MATERIAL FOR THE TASK:
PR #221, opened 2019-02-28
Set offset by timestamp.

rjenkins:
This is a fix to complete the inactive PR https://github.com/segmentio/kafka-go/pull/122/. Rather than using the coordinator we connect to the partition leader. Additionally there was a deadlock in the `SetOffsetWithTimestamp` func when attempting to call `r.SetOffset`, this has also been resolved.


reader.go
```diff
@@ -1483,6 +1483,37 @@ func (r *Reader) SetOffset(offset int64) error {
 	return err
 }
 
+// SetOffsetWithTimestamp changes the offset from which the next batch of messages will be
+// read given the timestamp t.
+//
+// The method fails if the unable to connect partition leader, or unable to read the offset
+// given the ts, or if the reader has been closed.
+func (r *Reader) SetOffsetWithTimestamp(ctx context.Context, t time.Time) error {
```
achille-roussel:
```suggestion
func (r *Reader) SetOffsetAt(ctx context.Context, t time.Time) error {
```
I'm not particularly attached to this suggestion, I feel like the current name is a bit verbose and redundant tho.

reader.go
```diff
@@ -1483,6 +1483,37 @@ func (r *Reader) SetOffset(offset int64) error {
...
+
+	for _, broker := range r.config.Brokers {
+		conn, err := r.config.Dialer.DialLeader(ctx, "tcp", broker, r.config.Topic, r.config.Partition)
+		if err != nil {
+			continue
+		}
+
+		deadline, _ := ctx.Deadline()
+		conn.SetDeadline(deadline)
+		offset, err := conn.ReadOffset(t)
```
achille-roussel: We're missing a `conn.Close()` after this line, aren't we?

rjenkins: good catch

* * *

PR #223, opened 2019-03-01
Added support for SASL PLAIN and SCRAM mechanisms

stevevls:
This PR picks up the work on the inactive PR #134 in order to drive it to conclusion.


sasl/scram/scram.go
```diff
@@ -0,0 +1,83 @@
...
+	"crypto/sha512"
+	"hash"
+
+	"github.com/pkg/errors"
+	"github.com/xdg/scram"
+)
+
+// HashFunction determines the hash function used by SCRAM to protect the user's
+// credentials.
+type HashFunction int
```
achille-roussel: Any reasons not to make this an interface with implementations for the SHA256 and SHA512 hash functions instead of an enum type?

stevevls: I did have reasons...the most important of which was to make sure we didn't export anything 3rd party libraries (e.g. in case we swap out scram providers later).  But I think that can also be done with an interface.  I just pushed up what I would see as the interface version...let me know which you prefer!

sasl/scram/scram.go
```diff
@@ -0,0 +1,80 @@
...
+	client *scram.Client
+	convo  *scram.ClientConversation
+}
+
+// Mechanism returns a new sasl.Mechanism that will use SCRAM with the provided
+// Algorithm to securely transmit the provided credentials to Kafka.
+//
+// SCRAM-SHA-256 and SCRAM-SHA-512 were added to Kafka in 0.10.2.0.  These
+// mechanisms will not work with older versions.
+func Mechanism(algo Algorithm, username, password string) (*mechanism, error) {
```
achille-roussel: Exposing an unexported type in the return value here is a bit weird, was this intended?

PROBLEM STATEMENT: Copy down each line in the entries that has the word "stevevls".

ANSWER BOX:
stevevls:
stevevls: I did have reasons...the most important of which was to make sure we didn't export anything 3rd party libraries (e.g. in case we swap out scram providers later).  But I think that can also be done with an interface.  I just pushed up what I would see as the interface version...let me know which you prefer!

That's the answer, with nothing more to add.